Set down every entry again, exactly as it appears.

*** RECORDS TO USE Section Begins ***

PR #1811, opened 2018-02-09
Create perl_text_wrapi18n.rb

lovedheart:


packages/perl_text_wrapi18n.rb
```diff
@@ -0,0 +1,32 @@
+require 'package'
+
+class Perl_text_wrapi18n < Package
+  description 'Text::WrapI18N - Line wrapping module with support for multibyte, fullwidth, and combining characters and languages without whitespaces betw$
```
uberhacker: This looks like another case where the description got truncated.  There is no ending quote.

*** RECORDS TO USE Section Ends ***

◆ YOUR SOLUTION:
PR #1811, opened 2018-02-09
Create perl_text_wrapi18n.rb

lovedheart:


packages/perl_text_wrapi18n.rb
```diff
@@ -0,0 +1,32 @@
+require 'package'
+
+class Perl_text_wrapi18n < Package
+  description 'Text::WrapI18N - Line wrapping module with support for multibyte, fullwidth, and combining characters and languages without whitespaces betw$
```
uberhacker: This looks like another case where the description got truncated.  There is no ending quote.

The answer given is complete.